Mary www.MyGreenDiet.com says
Does this get really hard if it sits in the freezer for very long?
Linni33 says
This looks wonderful…I love the domestic goddess too, although her recipes can be a little…too rich, this one is right up my alley though!!
Kelsey (Happyolks) says
Oh my, this looks fabulous. I’ve been experimenting a lot with dairy-free ice creams since investing in an ice cream machine, this one looks like an absolute winner. Do you soak your cashews in the fridge? I’ve heard of some mold issues with these nuts in particular when soaking.
Sarah (Snippets of Thyme) says
I can imagine how exciting it was to scoop out this beautiful ice cream for the first time! Delicious.
Tres Delicious says
This does look delicious. Can’t wait to make it this weekend. Nice blog.
Annick says
amazing, as usual! thank you so much! everything’s perfect! what a dream!
Angela Anderkin says
this is absolutely divine~It brings me such joy to gaze at your miraculous creations~
Golubka says
Thanks so much for your input and kind words, everyone!
Lisa, we’ve had the same sad coconut story happening. A few months ago, they disappeared completely, but recently started popping up again here and there. Where in Asia are you going? Sounds so exciting.

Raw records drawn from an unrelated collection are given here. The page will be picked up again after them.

PR #1688, opened 2023-01-20
Implement MSC3912: redaction with relations

nimau:
SDK support for [MSC3912](https://github.com/matrix-org/matrix-spec-proposals/pull/3912)

### DIFF
--- a/MatrixSDK/Data/MXRoom.h
+++ b/MatrixSDK/Data/MXRoom.h
@@ -977,7 +977,7 @@ FOUNDATION_EXPORT NSInteger const kMXRoomInvalidInviteSenderErrorCode;
                   withRelations:(NSArray<NSString *>*)relations
                          reason:(NSString*)reason
                         success:(void (^)(void))success
-                        failure:(void (^)(NSError *error))failure NS_REFINED_FOR_SWIFT;
+                        failure:(void (^)(NSError *error))failure;
 
 /**
  Report an event in this room.
--- a/MatrixSDK/Data/MXRoom.h
+++ b/MatrixSDK/Data/MXRoom.h
@@ -962,6 +962,24 @@ FOUNDATION_EXPORT NSInteger const kMXRoomInvalidInviteSenderErrorCode;
                         failure:(void (^)(NSError *error))failure NS_REFINED_FOR_SWIFT;
 
 /**
+ Redact an event and all related events in this room.
+ 
+ @param eventId the id of the redacted event.
+ @param relations the list of relation types (optional).
+ @param reason the redaction reason (optional).
+ 
+ @param success A block object called when the operation succeeds.
+ @param failure A block object called when the operation fails.
+
+ @return a MXHTTPOperation instance.
+ */
+- (MXHTTPOperation*)redactEvent:(NSString*)eventId
+                  withRelations:(NSArray<NSString *>*)relations
+                         reason:(NSString*)reason
+                        success:(void (^)(void))success
+                        failure:(void (^)(NSError *error))failure NS_REFINED_FOR_SWIFT;
+
+/**
  Report an event in this room.
 
  @param eventId the id of the event event.
--- a/MatrixSDK/Data/MXRoom.m
+++ b/MatrixSDK/Data/MXRoom.m
@@ -2080,9 +2080,12 @@ NSInteger const kMXRoomInvalidInviteSenderErrorCode = 9002;
 {
     BOOL isFeatureSupported = (mxSession.store.supportedMatrixVersions.supportsRedactionWithRelations || mxSession.store.supportedMatrixVersions.supportsRedactionWithRelationsUnstable);
     BOOL isFeatureStable = mxSession.store.supportedMatrixVersions.supportsRedactionWithRelations;
-    if (isFeatureSupported) {
+    if (isFeatureSupported)
+    {
         return [mxSession.matrixRestClient redactEvent:eventId withRelations:relations inRoom:self.roomId reason:reason txnId:nil featureIsStable:isFeatureStable success:success failure:failure];
-    } else {
+    }
+    else
+    {
         MXLogDebug(@"[MXRoom] redaction with relations is not supported (MSC3912)");
         return [self redactEvent:eventId reason:reason success:success failure:failure];
     }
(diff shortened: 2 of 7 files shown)


pixlwave (approved):
LGTM 😎

MatrixSDK/Data/MXRoom.m
```diff
@@ -2072,6 +2072,22 @@ - (MXHTTPOperation*)redactEvent:(NSString*)eventId
...
 
+- (MXHTTPOperation*)redactEvent:(NSString*)eventId
+                  withRelations:(NSArray<NSString *>*)relations
+                         reason:(NSString*)reason
+                        success:(void (^)(void))success
+                        failure:(void (^)(NSError *error))failure
+{
+    BOOL isFeatureSupported = (mxSession.store.supportedMatrixVersions.supportsRedactionWithRelations || mxSession.store.supportedMatrixVersions.supportsRedactionWithRelationsUnstable);
+    BOOL isFeatureStable = mxSession.store.supportedMatrixVersions.supportsRedactionWithRelations;
+    if (isFeatureSupported) {
```
gileluard, line 2083:
```suggestion
    if (isFeatureSupported)
    {
```

MatrixSDK/Data/MXRoom.m
```diff
@@ -2072,6 +2072,22 @@ - (MXHTTPOperation*)redactEvent:(NSString*)eventId
...
+        return [mxSession.matrixRestClient redactEvent:eventId withRelations:relations inRoom:self.roomId reason:reason txnId:nil featureIsStable:isFeatureStable success:success failure:failure];
+    } else {
```
gileluard, line 2085:
```suggestion
    }
    else
    {
```

MatrixSDK/MXRestClient.m
```diff
@@ -3047,6 +3047,53 @@ - (MXHTTPOperation*)redactEvent:(NSString*)eventId
...
+                      [MXTools encodeURIComponent:txnId]];
+    
+    // All query parameters are optional. Fill the request parameters on demand
+    NSMutableDictionary *parameters = [NSMutableDictionary dictionary];
+    if (reason)
+    {
+        parameters[@"reason"] = reason;
+    }
+    
+    if (relations && [relations count] > 0) {
```
gileluard, line 3078:
```suggestion
    if (relations && [relations count] > 0)
    {
```

MatrixSDK/Data/MXRoom.m
```diff
@@ -2072,6 +2072,22 @@ - (MXHTTPOperation*)redactEvent:(NSString*)eventId
...
+        MXLogDebug(@"[MXRoom] redaction with relations is not supported (MSC3912)");
+        return [self redactEvent:eventId reason:reason success:success failure:failure];
```
gileluard, line 2087: Shouldn't we mark this method as deprecated since it is called by `- (MXHTTPOperation*)redactEvent:(NSString*)eventId withRelations:(NSArray<NSString *>*)relations reason:(NSString*)reason success:(void (^)(void))success failure:(void (^)(NSError *error))failure` if the server doesn't support this new MSC?

gileluard (approved):
Some cosmetic changes but LGTM :)

giomfo (commented):
LGTM, only one comment

MatrixSDK/Data/MXRoom.m
giomfo: This is too early to mark it as deprecated. This would be the case eventually when MSC3912 will be stable

giomfo: After thinking we think you're right. We should not use the previous endpoint anymore.
So we will call the most [recent endpoint](https://spec.matrix.org/unstable/client-server-api/#put_matrixclientv3roomsroomidredacteventidtxnid) defined for the redaction by ignoring the relations

@nimau will update his PR

giomfo: Thx @gileluard , I checked this point with @nimau. Finally he will call here the new implemented redact function (based on the actual [redact endpoint](https://spec.matrix.org/latest/client-server-api/#put_matrixclientv3roomsroomidredacteventidtxnid)) by ignoring the relations

MatrixSDK/Data/MXRoom.m
```diff
@@ -2072,6 +2072,22 @@ - (MXHTTPOperation*)redactEvent:(NSString*)eventId
...
+- (MXHTTPOperation*)redactEvent:(NSString*)eventId
+                  withRelations:(NSArray<NSString *>*)relations
+                         reason:(NSString*)reason
+                        success:(void (^)(void))success
+                        failure:(void (^)(NSError *error))failure
+{
+    BOOL isFeatureSupported = (mxSession.store.supportedMatrixVersions.supportsRedactionWithRelations || mxSession.store.supportedMatrixVersions.supportsRedactionWithRelationsUnstable);
+    BOOL isFeatureStable = mxSession.store.supportedMatrixVersions.supportsRedactionWithRelations;
+    if (isFeatureSupported) {
+        return [mxSession.matrixRestClient redactEvent:eventId withRelations:relations inRoom:self.roomId reason:reason txnId:nil featureIsStable:isFeatureStable success:success failure:failure];
```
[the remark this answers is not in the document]
nimau: Thx @pixlwave, I'll update it.

MatrixSDK/Data/MXRoom.h
```diff
@@ -961,6 +961,24 @@ FOUNDATION_EXPORT NSInteger const kMXRoomInvalidInviteSenderErrorCode;
...
+ @param success A block object called when the operation succeeds.
+ @param failure A block object called when the operation fails.
+
+ @return a MXHTTPOperation instance.
+ */
+- (MXHTTPOperation*)redactEvent:(NSString*)eventId
+                  withRelations:(NSArray<NSString *>*)relations
+                         reason:(NSString*)reason
+                        success:(void (^)(void))success
+                        failure:(void (^)(NSError *error))failure NS_REFINED_FOR_SWIFT;
```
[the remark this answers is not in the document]
nimau: @giomfo, @pixlwave I removed the NS_REFINED_FOR_SWIFT in the last commit as this method is not exposed in MXRoom.swift.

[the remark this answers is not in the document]
pixlwave: Oh my bad, I missed that. Implementing it in Swift would probably be best to my mind. Might be possible to add the extra parameter to the existing method with a default value so should be simple enough.

MatrixSDK/Data/MXRoom.m
nimau: @gileluard: I fixed it in the last commit. Now the fallback (if the MSC3912 is not supported) will be on the new endpoint but without passing any relation types.

gileluard (approved):
lgtm 👍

Mary, you know how, with regular store bought ice cream, when you open it first it is perfectly scoopable? But it’s never the same after that and gets really hard. It’s the same story with this ice cream, if you’ve had it in the freezer for a long time, it’s best to let it sit out a bit before serving.
Kelsey, thank you! It’s strange, I’ve never heard or ran into that difficulty before. I always soak cashews in room temperature and they never go moldy.
Sarah, thanks so much. So glad you share my excitement :)
Knife man says
If everyone tasted this, you’d put all the ice cream and frozen yogurt shops out of business. What a great recipe and beautiful photography! You have a very lucky family, not to mention well fed.
Elenore (E) says
Gosh, your photos are seriously stunning! To bad it´s not possible to find young coconuts where I live.. Otherwise I would try the ice cream!
Julie the Alkaline Sister says
Looks and sounds divine! Must try! Love all the spices in this recipe.